Spaces $C^\infty(\mathbb T^n\times \mathbb R^n)$, $C^\infty_0(\mathbb T^n\times \mathbb R^n)$ and $\mathscr{S}(\mathbb T^n\times \mathbb R^n)$? [closed]

Question

Is there any characterization of the space $C^\infty(\mathbb T^n\times \mathbb R^n)$ that I can take as a definition of it?

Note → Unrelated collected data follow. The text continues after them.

PR #205, opened 2026-05-11
fix: Expand shim approach to `conda` wrapper

marcoesters:
## Summary

Expand the shimming approach on Windows to the `conda` wrapper. Similar to the symlink approach, the shim points to the `ana` binary. A consequence is that the `is_conda_invocation` function would see `ana.exe` as the calling binary, so it would not recognize that `ana` is being called as a wrapper. To circumvent this, we use an environment variable to indicate which wrapper is being called. This environment variable is short-lived and is removed before calling the `conda` file.

This PR also makes other small fixes to the `conda` implementation:

* Use the newly available packages of `conda-spawn` and `conda-self` on `main`. This removes `conda-forge` as a dependency.
* Update tests to work on Windows and for local testing.

Jira: [CLI-402](https://anaconda.atlassian.net/browse/CLI-402)

## AI disclosure

Claude Code was used to review the code, help debugging, and to write unit tests.

[CLI-402]: https://anaconda.atlassian.net/browse/CLI-402?atlOrigin=eyJpIjoiNWRkNTljNzYxNjVmNDY3MDlhMDU5Y2ZhYzA5YTRkZjUiLCJwIjoiZ2l0aHViLWNvbS1KU1cifQ


src/tools/install.rs
```diff
@@ -214,6 +217,41 @@ fn create_bin_symlink(bin_dir: &Path, prefix: &Path, binary: &Path) -> miette::R
     Ok(())
 }
 
+#[cfg(unix)]
+/// Create a symlink that points to the ana binary itself.
+///
+/// This is used for tools that ana wraps (like conda), where ana detects
```
mattkram, line 223: As we continue to learn and evaluate e.g. cx, I think we will want to be extremely careful about how we wrap conda.

We technical wrap it with ana here, but that is someone for convenience since it is a binary we have available. But I do want to make sure we don't introduce layers of complexity that will be confusing to end users, or potentially introduce liability and instability to conda.

For now, I think it makes sense as a technical exploration, but before we ship this to users we will want a much more comprehensive technical review.

(I'm saying this more for myself, not as any particular criticism of the approach here).

mattkram (approved):

src/tools/install.rs
marcoesters: For sure, that's why I created this as a PR against your draft branch. It's what is currently needed, but the added complexity is not insignificant.

PR #155, opened 2025-04-22
chore(spec): convert to pyproject macros and prepare for Python 3.14.…

gubasso:
… Implement `https://build.opensuse.org/request/show/1241670` changes.

### DIFF
--- a/package/python-kiwi-keg.spec
+++ b/package/python-kiwi-keg.spec
@@ -1,7 +1,7 @@
 #
 # spec file for package python-kiwi-keg
 #
-# Copyright (c) 2023 SUSE LLC
+# Copyright (c) 2025 SUSE LLC
 # Copyright (c) 2022 SUSE Software Solutions Germany GmbH, Nuernberg, Germany.
 #
 # All modifications and additions to the file contributed by third parties
@@ -31,11 +31,16 @@ URL:            https://github.com/SUSE-Enceladus/keg
 Summary:        KEG - Image Composition Tool
 License:        GPL-3.0-or-later
 Source:         keg-%{version}.tar.gz
+# PATCH-FIX-UPSTREAM https://github.com/SUSE-Enceladus/keg/pull/154 Fix link to OBS documentation
+Patch0:         fix-doc-link.patch
 BuildRoot:      %{_tmppath}/%{name}-%{version}-build
 BuildRequires:  %{python_module Jinja2}
 BuildRequires:  %{python_module Sphinx}
 BuildRequires:  %{python_module base >= 3.6}
+BuildRequires:  %{python_module pip}
 BuildRequires:  %{python_module setuptools}
+BuildRequires:  %{python_module sphinx_rtd_theme}
+BuildRequires:  %{python_module wheel}
 BuildRequires:  fdupes
 BuildArch:      noarch
 Requires:       python-Jinja2
@@ -51,7 +56,7 @@ Requires:       alts
 BuildRequires:  alts
 %else
 Requires(post): update-alternatives
-Requires(postun):update-alternatives
+Requires(postun): update-alternatives
 %endif
 %if "%{python_flavor}" == "python3" || "%{python_provides}" == "python3"
 Provides:       python3-kiwi-keg = %version
@@ -77,17 +82,17 @@ more given git repositories that contain keg-recipes source tree. It supports
 auto-generation of change log files from commit history.
 
 %prep
-%setup -q -n keg-%{version}
+%autosetup -p1 -n keg-%{version}
 
 %build
 # Build Python 3 version
-%python_build
+%pyproject_wheel
 
 # Build man pages
 make -C doc man
 
 %install
-%python_install
+%pyproject_install
 make buildroot=%{buildroot}/ docdir=%{_defaultdocdir}/ install
 
 %python_clone -a %{buildroot}%{_bindir}/keg


rjschwei:
We want to switch this over to a single build as well, i.e. define `pythons` etc. see any of the metadata packages as an example. Drop the `alternatives` etc.

package/python-kiwi-keg.spec
```diff
@@ -31,11 +31,16 @@ URL:            https://github.com/SUSE-Enceladus/keg
 Summary:        KEG - Image Composition Tool
 License:        GPL-3.0-or-later
 Source:         keg-%{version}.tar.gz
+# PATCH-FIX-UPSTREAM https://github.com/SUSE-Enceladus/keg/pull/154 Fix link to OBS documentation
+Patch0:         fix-doc-link.patch
```
jgleissner, line 35: No patch required. The doc fixes have already been merged.

jgleissner (changes requested):

rjschwei:
> > We want to switch this over to a single build as well, i.e. define `pythons` etc. see any of the metadata packages as an example. Drop the `alternatives` etc.
> 
> I'd prefer this to be multi python since it is more of an openSUSE package, but then kiwi (which keg requires) is set up as single python and unless @schaefi can be convinced otherwise, there's no point in a multi-python keg build.

I do not see the benefit of having a multi-python package. While we have modules there is no known use case where we have a user that **must** have Python version X, where X is different from the primary interpreter in TW. For Leap the multi-python idea does not really exist. Interpreters that get added to Leap generally do not have module support. In 15 only the 3.6 and 3.11 Python interpreters have modules are the other interpreters in that distro are bare bones, i.e. the Interpreter itself + pip and a couple of other modules. So this makes keeping builds working more difficult. I think if we focus on the primary interpreter we'll have less hassle.

package/python-kiwi-keg.spec
gubasso: > No patch required. The doc fixes have already been merged.

Done!

gubasso:
I am working on the spec file changes to support a single python3 build.

rjschwei:
> I updated the spec file and tested the build here: https://build.opensuse.org/package/show/home:gbasso:branches:Cloud:Tools/python-kiwi-keg
> 
> It is failing for some targets. For example, on Tumbleweed (https://build.opensuse.org/package/live_build_log/home:gbasso:branches:Cloud:Tools/python-kiwi-keg/openSUSE_Tumbleweed/x86_64):
> 
> ```
> [   15s] + /usr/bin/python3.11 -mpip wheel --verbose --progress-bar off --disable-pip-version-check --use-pep517 --no-build-isolation --no-deps --wheel-dir ./build .
> [   15s] /var/tmp/rpm-tmp.vrvfWs: line 55: /usr/bin/python3.11: No such file or directory
> [   15s] error: Bad exit status from /var/tmp/rpm-tmp.vrvfWs (%build)
> ```
> 
> Is it expected @jgleissner @rjschwei ? Or what am I missing for this spec file implementation (https://build.opensuse.org/projects/home:gbasso:branches:Cloud:Tools/packages/python-kiwi-keg/files/python-kiwi-keg.spec?expand=1) ?

The primary Python in TW is not python3.11 so this should not be building.

rjschwei:
And looking at the changed spec file I see you did not take the previous comment about looking at the metadata packages and how to setup a single python build up under consideration.

I really mean it, if you setup the spec file like https://github.com/SUSE-Enceladus/gcemetadata/blob/master/python-gcemetadata.spec it will work and it will make our lives easier.

jgleissner:
@gubasso, with single python build we won't need the `%python_clone` and `%python_expand` macros, and anything with `alternative` can be dropped too.

gubasso:
@jgleissner , @rjschwei ... I could build it correctly for almost all versions, except for `SLE_15_SP2` and `SLE_12_SP5`.

https://build.opensuse.org/package/show/home:gbasso:branches:Cloud:Tools/python-kiwi-keg

For those versions, I tried adding some conditionals in the spec file to make the build paly nice with the restrictions that showed up. But turns out there are quite a few incompatibilities that probably need to be handled elsewhere in the project (though I cloud be wrong).

One example: `SLE_15_SP2` and `SLE_12_SP5` couldn't resolve the `sphinx` dependencies used for building the docs. I tried making that part optional with some if/else statements and while that fixed the docs issue, it just led to another error popping up.

jgleissner:
We don't really care about old SLES version for this build, so the workaround for 15 SP3 can be dropped. We won't need  `%define skip_python2 1` either. And `%define skip_fdupes 1` can also be dropped and `%python_expand fdupes ...` changed to `%fdupes ...`.

I'm also a bit confused about those provides:
```
Provides:      python310-kiwi-keg = %{version}
Provides:      python311-kiwi-keg = %{version}
Provides:      python312-kiwi-keg = %{version}
Provides:      python313-kiwi-keg = %{version}
```
That doesn't feel correct, as we are only providing %{pythons}-kiwi-keg. Is there a reason for this?

package/python-kiwi-keg.spec
```diff
@@ -12,62 +12,72 @@
...
+# ------------------------------------------------------------------
+# SLE-15-SP3 ships python-setuptools 40.x – too old for a plain
+# PEP-517 build.  Everywhere else we have >= 42.
+#
+#   new_setuptools = 1   … modern setuptools (default)
+#   new_setuptools = 0   … SLE-15-SP3 or older
+# ------------------------------------------------------------------
+%define new_setuptools 1
+%if 0%{?suse_version} <= 150300
+%define new_setuptools 0
```
rjschwei, line 34: I do not really see a reason when we need to build this tool for anything older than 15 SP4. Or expressed differently older than Python 3.11 which is defined at the beginning with:
`%{?sle15_python_module_pythons}` as such this can be dropped.

package/python-kiwi-keg.spec
```diff
@@ -12,62 +12,72 @@
...
 %endif
 
-%python_subpackages
+%define skip_python2 1
```
rjschwei, line 37: Not needed

package/python-kiwi-keg.spec
```diff
@@ -12,62 +12,72 @@
...
+BuildRequires: %{pythons}-Sphinx
+BuildRequires: %{pythons}-sphinx_rtd_theme
+BuildRequires: python-rpm-macros
+BuildRequires: fdupes
+BuildRequires: make
+Provides:      python3-kiwi-keg = %{version}
+Provides:      python310-kiwi-keg = %{version}
+Provides:      python311-kiwi-keg = %{version}
+Provides:      python312-kiwi-keg = %{version}
+Provides:      python313-kiwi-keg = %{version}
```
rjschwei, line 61: These provides are not correct, we only want the `Obsoletes`

package/python-kiwi-keg.spec
```diff
@@ -77,41 +87,49 @@ more given git repositories that contain keg-recipes source tree. It supports
 auto-generation of change log files from commit history.
 
 %prep
-%setup -q -n keg-%{version}
+%autosetup -p1 -n %{upstream_name}-%{version}
+
+%if !0%{?new_setuptools}
```
rjschwei, line 92: Not needed

rjschwei (changes requested):

jgleissner (approved):
LGTM, thanks!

I assume it would be something like this:

$$C^\infty(\mathbb T^n\times \mathbb R^n):=\{f\in C^\infty(\mathbb R^n\times \mathbb R^n): f(x+\xi, y)=f(x, y)\ \forall \xi\in\mathbb Z^n\},$$ Is it ok? And what about $C^\infty_0(\mathbb T^n\times \mathbb R^n)$?

Secondly, what would be a reasonable definition of (an analogue of) the Schwartz space on $\mathbb T^n\times \mathbb R^n$? Maybe:

$$\mathscr{S}(\mathbb T^n\times \mathbb R^n)=\{f\in C^\infty(\mathbb T^n\times \mathbb R^n): f(t, \cdot)\in \mathscr{S}(\mathbb R^n)\ \forall t\in \mathbb T^n\}?$$

If those spaces are treated somewhere I would appreciate references.

Thanks.

Answer 1

On any abelian Lie group $G = \mathbf R^n\times\mathbf T^p\times\mathbf Z^q\times \Phi$ ($\Phi$ finite), one defines as usual $C_0^\infty(G)=\{$smooth functions on $G$ with compact support$\}$. (The notion makes sense on any manifold.)

As for $\mathscr S(G)$, Bruhat (1956, p.138) defines it as the space of all smooth $f$ on $G$ such that, for every polynomial $P$ on $\mathbf R^n\times\mathbf Z^q$ (viewed as a function on $G$) and every invariant differential operator $D$ on $G$, the function $P(g)Df(g)$ is bounded on $G$. (It is topologized by the resulting seminorms $\sup_g|P(g)Df(g)|$.)